[Stored entries]
────────────────
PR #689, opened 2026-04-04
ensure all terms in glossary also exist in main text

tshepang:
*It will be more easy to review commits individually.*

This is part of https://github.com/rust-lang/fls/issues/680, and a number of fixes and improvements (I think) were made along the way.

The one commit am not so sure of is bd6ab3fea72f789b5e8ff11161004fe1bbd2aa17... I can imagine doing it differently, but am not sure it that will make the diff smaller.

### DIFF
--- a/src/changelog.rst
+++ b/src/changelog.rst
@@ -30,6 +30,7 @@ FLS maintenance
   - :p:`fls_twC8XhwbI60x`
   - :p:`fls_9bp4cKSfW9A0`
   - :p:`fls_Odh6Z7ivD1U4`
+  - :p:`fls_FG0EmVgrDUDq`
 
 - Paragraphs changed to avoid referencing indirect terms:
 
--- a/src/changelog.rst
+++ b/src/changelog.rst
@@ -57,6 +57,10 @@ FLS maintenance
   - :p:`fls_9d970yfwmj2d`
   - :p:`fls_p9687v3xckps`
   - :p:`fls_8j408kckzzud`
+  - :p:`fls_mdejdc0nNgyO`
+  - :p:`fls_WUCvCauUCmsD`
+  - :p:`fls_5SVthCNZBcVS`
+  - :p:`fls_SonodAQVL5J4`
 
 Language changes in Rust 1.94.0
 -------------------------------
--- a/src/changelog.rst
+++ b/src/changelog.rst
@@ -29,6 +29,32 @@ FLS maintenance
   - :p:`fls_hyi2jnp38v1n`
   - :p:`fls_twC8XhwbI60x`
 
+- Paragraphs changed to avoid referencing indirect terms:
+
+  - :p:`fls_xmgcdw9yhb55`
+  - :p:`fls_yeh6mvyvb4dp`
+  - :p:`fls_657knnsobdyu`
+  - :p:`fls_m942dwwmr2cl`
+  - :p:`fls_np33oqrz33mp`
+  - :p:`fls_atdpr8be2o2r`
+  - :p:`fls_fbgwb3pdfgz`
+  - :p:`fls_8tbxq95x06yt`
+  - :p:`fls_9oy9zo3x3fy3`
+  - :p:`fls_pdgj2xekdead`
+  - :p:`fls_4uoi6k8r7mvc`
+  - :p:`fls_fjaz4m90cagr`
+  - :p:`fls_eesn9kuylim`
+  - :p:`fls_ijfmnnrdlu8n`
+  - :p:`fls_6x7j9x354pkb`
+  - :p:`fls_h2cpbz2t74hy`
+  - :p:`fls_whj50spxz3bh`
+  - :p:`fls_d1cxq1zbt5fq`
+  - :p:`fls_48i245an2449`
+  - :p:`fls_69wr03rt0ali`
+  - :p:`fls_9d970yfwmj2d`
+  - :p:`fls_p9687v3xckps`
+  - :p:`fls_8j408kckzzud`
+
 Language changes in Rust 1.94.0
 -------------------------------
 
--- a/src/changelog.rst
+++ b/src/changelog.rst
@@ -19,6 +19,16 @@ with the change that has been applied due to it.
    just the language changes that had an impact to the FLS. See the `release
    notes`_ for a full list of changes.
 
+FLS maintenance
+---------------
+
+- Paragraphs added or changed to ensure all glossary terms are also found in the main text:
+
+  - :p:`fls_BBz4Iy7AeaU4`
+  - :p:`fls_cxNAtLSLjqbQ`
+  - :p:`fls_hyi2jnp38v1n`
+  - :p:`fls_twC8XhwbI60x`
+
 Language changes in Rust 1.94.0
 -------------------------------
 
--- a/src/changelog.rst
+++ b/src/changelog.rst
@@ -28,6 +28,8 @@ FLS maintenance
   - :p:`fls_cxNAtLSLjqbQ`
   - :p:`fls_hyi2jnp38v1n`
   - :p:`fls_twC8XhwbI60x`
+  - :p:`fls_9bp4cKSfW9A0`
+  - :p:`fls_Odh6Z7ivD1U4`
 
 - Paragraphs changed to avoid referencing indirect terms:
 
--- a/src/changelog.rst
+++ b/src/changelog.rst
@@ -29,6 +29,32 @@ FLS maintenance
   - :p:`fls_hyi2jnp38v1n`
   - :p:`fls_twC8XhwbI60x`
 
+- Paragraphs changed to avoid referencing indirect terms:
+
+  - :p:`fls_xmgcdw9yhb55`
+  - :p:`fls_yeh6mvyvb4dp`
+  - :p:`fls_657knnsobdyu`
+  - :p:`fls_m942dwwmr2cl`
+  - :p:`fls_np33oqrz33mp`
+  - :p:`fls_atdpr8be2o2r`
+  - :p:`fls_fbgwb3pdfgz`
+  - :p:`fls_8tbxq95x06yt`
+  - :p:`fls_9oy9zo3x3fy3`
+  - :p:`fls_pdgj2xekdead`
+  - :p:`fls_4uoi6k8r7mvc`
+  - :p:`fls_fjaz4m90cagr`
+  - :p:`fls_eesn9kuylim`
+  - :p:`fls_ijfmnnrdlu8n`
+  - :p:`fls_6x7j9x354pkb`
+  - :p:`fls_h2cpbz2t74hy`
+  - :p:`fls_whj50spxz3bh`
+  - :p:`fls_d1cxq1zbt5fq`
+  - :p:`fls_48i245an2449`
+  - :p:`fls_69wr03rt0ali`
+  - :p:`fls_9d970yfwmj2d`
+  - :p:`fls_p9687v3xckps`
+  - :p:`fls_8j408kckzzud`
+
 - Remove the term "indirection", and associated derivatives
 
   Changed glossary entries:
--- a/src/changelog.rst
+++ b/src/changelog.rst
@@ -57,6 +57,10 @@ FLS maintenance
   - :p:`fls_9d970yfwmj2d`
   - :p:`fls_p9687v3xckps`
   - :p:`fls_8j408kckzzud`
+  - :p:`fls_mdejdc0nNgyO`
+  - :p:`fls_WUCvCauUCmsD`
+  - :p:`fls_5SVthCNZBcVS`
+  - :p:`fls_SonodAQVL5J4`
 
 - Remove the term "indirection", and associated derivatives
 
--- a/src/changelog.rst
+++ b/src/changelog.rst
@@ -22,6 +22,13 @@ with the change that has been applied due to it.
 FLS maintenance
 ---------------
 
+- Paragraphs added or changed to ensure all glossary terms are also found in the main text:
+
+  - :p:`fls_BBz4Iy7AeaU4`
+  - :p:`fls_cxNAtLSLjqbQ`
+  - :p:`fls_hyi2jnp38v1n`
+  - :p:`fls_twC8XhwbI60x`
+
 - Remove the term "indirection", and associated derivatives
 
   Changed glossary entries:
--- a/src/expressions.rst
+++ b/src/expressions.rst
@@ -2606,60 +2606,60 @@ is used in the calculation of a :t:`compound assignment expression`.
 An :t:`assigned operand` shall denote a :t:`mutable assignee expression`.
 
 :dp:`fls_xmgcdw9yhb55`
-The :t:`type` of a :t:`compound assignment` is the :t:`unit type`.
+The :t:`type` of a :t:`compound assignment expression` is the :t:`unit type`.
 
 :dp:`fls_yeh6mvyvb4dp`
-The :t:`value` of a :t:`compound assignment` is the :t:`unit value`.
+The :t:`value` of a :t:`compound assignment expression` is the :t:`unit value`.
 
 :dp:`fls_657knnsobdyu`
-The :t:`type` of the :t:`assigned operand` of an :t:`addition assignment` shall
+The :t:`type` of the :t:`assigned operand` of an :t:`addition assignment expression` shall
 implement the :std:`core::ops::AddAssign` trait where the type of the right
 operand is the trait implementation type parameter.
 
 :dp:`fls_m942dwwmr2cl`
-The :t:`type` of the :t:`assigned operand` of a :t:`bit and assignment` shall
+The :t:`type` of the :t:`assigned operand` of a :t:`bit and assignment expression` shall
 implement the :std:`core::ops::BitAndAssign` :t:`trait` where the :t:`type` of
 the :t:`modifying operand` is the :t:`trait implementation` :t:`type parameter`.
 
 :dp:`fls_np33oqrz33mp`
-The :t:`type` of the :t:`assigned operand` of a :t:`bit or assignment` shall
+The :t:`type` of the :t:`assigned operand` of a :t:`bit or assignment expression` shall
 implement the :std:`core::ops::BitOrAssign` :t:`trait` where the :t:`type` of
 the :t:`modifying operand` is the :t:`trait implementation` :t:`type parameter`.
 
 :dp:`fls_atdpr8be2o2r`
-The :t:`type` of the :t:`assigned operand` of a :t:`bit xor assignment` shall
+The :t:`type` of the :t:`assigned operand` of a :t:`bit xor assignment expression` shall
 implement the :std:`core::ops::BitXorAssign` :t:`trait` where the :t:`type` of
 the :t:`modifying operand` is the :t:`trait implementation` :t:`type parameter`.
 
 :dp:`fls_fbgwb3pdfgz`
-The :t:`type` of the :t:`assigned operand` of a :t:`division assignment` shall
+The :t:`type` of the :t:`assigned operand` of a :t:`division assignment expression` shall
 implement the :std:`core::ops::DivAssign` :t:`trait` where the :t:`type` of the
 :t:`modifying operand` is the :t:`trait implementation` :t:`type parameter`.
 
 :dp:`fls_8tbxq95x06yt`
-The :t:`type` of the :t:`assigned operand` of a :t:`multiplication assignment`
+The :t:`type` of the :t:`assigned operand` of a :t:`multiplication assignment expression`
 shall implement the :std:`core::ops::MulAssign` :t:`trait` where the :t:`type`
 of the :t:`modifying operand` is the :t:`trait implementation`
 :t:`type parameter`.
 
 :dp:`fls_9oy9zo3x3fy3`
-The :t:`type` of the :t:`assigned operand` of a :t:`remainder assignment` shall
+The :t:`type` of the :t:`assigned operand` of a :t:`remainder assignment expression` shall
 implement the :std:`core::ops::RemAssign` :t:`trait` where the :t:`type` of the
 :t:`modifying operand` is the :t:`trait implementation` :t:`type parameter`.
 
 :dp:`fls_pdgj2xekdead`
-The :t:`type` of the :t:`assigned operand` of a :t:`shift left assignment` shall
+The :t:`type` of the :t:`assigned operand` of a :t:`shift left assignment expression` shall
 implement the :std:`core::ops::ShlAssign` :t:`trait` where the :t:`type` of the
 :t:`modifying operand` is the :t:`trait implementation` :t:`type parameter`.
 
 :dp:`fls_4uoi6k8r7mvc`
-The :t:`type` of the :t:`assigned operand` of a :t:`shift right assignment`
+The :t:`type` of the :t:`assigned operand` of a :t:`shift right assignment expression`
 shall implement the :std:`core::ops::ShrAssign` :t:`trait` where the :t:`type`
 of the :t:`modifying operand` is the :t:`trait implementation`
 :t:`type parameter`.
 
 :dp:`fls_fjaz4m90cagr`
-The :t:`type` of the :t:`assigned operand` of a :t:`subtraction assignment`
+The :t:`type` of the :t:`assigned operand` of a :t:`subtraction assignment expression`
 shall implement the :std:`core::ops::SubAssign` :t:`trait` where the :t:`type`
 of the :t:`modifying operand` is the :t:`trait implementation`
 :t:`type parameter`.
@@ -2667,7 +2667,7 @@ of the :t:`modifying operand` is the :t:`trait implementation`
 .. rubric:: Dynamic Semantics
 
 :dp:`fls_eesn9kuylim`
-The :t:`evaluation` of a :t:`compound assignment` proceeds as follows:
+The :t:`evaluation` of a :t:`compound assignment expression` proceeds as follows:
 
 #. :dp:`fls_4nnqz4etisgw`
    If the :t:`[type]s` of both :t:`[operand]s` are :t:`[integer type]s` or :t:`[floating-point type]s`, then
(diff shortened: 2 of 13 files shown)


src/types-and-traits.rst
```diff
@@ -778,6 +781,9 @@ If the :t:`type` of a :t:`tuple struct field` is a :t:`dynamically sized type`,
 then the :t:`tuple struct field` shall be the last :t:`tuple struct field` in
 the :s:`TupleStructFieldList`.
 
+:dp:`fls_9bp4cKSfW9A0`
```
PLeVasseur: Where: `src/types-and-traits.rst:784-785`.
────────────────
• _Task details_
Each line from the top of the records above through the line containing "review commits individually.*" needs to be transcribed exactly, and no line after it.

• _Exercise output_
PR #689, opened 2026-04-04
ensure all terms in glossary also exist in main text

tshepang:
*It will be more easy to review commits individually.*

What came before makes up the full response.